Don't agree.  It looks like he thought he could brazen it out by denying he'd ever received it but that he didn't realise they had the phone records (which seriously tripped him up on the witness stand).  Then of course the thankyou note was the final nail in his coffin.


----------



## sydboy007 (16 April 2014)

Quite telling that Abbott said BOF was "a servant to the Liberal party" before being "a servant of the people of NSW and of Australia"

Had to laugh at his media hissy fit over the use of the C word by a journalist.


----------



## banco (16 April 2014)

sydboy007 said:


> Quite telling that Abbott said BOF was "a servant to the Liberal party" before being "a servant of the people of NSW and of Australia"
> 
> Had to laugh at his media hissy fit over the use of the C word by a journalist.




The media should have taken off the gloves with this and the last NSW Government years ago (admittedly the Sydney Morning Herald did their best and was hampered by our draconian defamation laws).


----------



## orr (16 April 2014)

SirRumpole said:


> On The Drum tonight it was said that Nick Greiner lost his job as Premier just because he appeared at ICAC, even though he did nothing wrong.




Nick Greiner bribed Terry Metherell(one time state liberal education minister) out of parliment and into a high payed public postion, beause Metherell had become some form of inconvenience. Greiner appealed the corruption finding in the supreme court. There was a split decision 2-3 in Greiners favour.

That's from my memory 'your honour', but please check my phone records circa 1989, from memory.


----------



## Calliope (16 April 2014)

banco said:


> The media should have taken off the gloves with this and the last NSW Government years ago (admittedly the Sydney Morning Herald did their best and was hampered by our draconian defamation laws).




The biggest story here is the waste of a bottle of 1959 Penfolds Grange. Talk about casting pearls before swine.
Here we have a man who is practically a non-drinker, who would have absolutely no appreciation of a good wine.

When i was a boy we had a saying;

"He wouldn't know his ar$ehole from a can of black axle grease". 

That would fit B.O'F.


----------



## SirRumpole (16 April 2014)

Calliope said:


> The biggest story here is the waste of a bottle of 1959 Penfolds Grange. Talk about casting pearls before swine.
> Here we have a man who is practically a non-drinker, who would have absolutely no appreciation of a good wine.
> 
> When i was a boy we had a saying;
> ...




Obviously you can't be a good Liberal without being a wine snob as well.

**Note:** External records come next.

PR #8672, opened 2016-04-21
rgw: Add access to multi-tenancy test

zaitcev:
This commit adds a code to existing multi-tenancy test, which launches and accesses Gateway, so we can test the tenantized users we created: create some buckets, store some keys/objects.

### DIFF
--- a/src/test/rgw/test_multen.py
+++ b/src/test/rgw/test_multen.py
@@ -3,7 +3,12 @@
 import json
 import sys
 
+from StringIO import StringIO
+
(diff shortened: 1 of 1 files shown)


zaitcev:
retest this please

yehudasa:
@zaitcev remind me, can this one be merged?

zaitcev:
The main problem with the Swift side is not that one final test is missing, but that it imports the swiftclient package. I haven't written a stub yet. This would be a massive new dependency as-is. I'll have to roll this back to S3-only. Unfortunately, they were squashed. Just give me a bit to split and re-test.

PR #8794, opened 2016-04-28
hammer: [MON] Fixed calculation of %USED.

dzafman:
Fixes backport http://tracker.ceph.com/issues/15635


dachary:
test this please

dzafman:
This is bogus because hammer doesn't have RAW USED %, so not sure where this needs to be backported to.

PR #8797, opened 2016-04-28
debian/control: dh_systemd_start is in the dh-systemd package

liewegas:


tchaikov:
thanks, missed it!

tchaikov:
@liewegas ,could you add "Fixes: http://tracker.ceph.com/issues/15573" to the commit message? so we can backport your fix along with the change to add dh_systemd_start?

liewegas:
https://github.com/ceph/ceph/pull/8812

PR #8798, opened 2016-04-28
common/buffer: clean up alignment checks

majianpeng:


majianpeng:
@tchaikov . please review. Thanks!

src/os/bluestore/KernelDevice.cc
```diff
@@ -375,10 +375,7 @@ int KernelDevice::aio_write(
   assert(off < size);
   assert(off + len <= size);
 
-  if (!bl.is_n_align_sized(block_size) || !bl.is_aligned(block_size)) {
-    dout(20) << __func__ << " rebuilding buffer to be aligned" << dendl;
-    bl.rebuild_aligned(block_size);
-  }
+  bl.rebuild_aligned_size_and_memory(block_size, block_size);
```
liewegas: The only thing we lose here is the debug message saying it had tod o something.  Maybe we can make the bufferlist method return true/false so we know if it had to do a rebuild, and still output the log message?  I'd like to be able to identify cases where a rebuild was needed and ensure the callers can't do a better job aligning their buffers ahead of time.

majianpeng:
update

liewegas:
lgtm!

src/os/bluestore/BlueFS.cc
```diff
@@ -378,7 +378,6 @@ int BlueFS::_write_super()
   ::encode(crc, bl);
   assert(bl.length() <= get_super_length());
   bl.append_zero(get_super_length() - bl.length());
-  bl.rebuild();
```
tchaikov: but `bl.rebuild()` is not identical to `bl.rebuild_aligned()` used by `BlockDevice::aio_write()`. the former create a new memory chunk, and concatenate all memory segments into the newly allocated one, while in the case of `KernelDevice`, the later aligns unaligned buffer segments. and in the case of NVMEDevice, it does not rebuild the buffer segments at all, instead, it splits the buffer to be written into slices of `data_buffer_size` bytes before sending them down to underlying storage.

src/common/buffer.cc
```diff
@@ -1422,6 +1422,18 @@ static simple_spinlock_t buffer_debug_lock = SIMPLE_SPINLOCK_INITIALIZER;
     return true;
   }
 
+  bool buffer::list::is_aligned_size_and_memory(unsigned align_size,
+						  unsigned align_memory) const
+  {
+    for (std::list<ptr>::const_iterator it = _buffers.begin();
```
tchaikov: i'd recommend you to use 

```c++
for (auto &p : _buffers) {
 //...
}
```

src/common/buffer.cc
```diff
@@ -1565,11 +1566,13 @@ static simple_spinlock_t buffer_debug_lock = SIMPLE_SPINLOCK_INITIALIZER;
       _buffers.insert(p, unaligned._buffers.front());
     }
     last_p = begin();
+
+    return  (old_memcopy_count != _memcopy_count);
   }
   
-  void buffer::list::rebuild_page_aligned()
+  bool buffer::list::rebuild_page_aligned()
```
tchaikov: we are changing the public API exposed by librados. maybe it's worth mentioning this in the release notes?

src/os/bluestore/BlueFS.cc
majianpeng: Yes, rebuild is not identical to rebuild_aligned. But in there, for aio_write it don't depend on the input parameter bufferlist whether is contiguous. Other place which call aio_write don't call rebuild.
In fact, rebuild don't consider bufferlist whether already contiguous. Why dose call rebuild? It want data in a contiguous memroy.

yuriw:
@majianpeng please rebase

majianpeng:
@yuriw . update. Thanks!

PR #8801, opened 2016-04-28
jewel: ceph-{mds,mon,osd} packages need scriptlets with systemd code

smithfarm:
http://tracker.ceph.com/issues/15633


smithfarm:
@branto1 Like what you see?

branto1:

Wasn't there a thread somewhere about wine snobs being w@nkers ?


----------



## banco (16 April 2014)

Calliope said:


> The biggest story here is the waste of a bottle of 1959 Penfolds Grange. Talk about casting pearls before swine.
> Here we have a man who is practically a non-drinker, who would have absolutely no appreciation of a good wine.
> 
> When i was a boy we had a saying;
> ...




I doubt most people could tell the difference between a good $50 bottle of red and the 1959 Grange.


----------



## noco (16 April 2014)

It is great to to see you socialist lefties with a smile on your faces at last......you certainly haven't had much to smile about lately.

*$3000 BOTTLE OF WINE.......GOTCHA*

I do hope Bill Shorten will do the right thing and resign if he is caught up in the Royal commission into union corruption,


----------



## trainspotter (16 April 2014)

banco said:


> I doubt most people could tell the difference between a good $50 bottle of red and the 1959 Grange.

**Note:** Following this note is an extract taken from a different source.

PR #8804, opened 2016-04-28
hammer: Double decreased the count to trim caps which will cause failing to respond to cache pressure

smithfarm:
http://tracker.ceph.com/issues/15512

Quite easily ... you are buying the Grange for the wank factor and not the wine inside the bottle. It would taste like Condies crystals mixed with vinegar. I will have the Henschke Euphonium 2004 for the $50 bottle thanks


----------



## Calliope (16 April 2014)

trainspotter said:


> Quite easily ... you are buying the Grange for the wank factor and not the wine inside the bottle. It would taste like Condies crystals mixed with vinegar. I will have the Henschke Euphonium 2004 for the $50 bottle thanks




Sirumpy thinks that if you appreciate a good wine you must be a Liberal snob.



> Obviously you can't be a good Liberal without being a wine snob as well


----------



## DB008 (16 April 2014)

Lie. Got caught. Resigned.

Someone write this down and hand it to Craig Thompson on how its done.


----------



## drsmith (16 April 2014)

If BOF took the following advice, he may not have been such a bad day.



> I have certain rules when it comes to receiving gifts of Penfold’s Grange Hermitage. If it’s not a ‘55 I just won’t sign for it. Take it away. Give it to the dog. Get it out of my sight.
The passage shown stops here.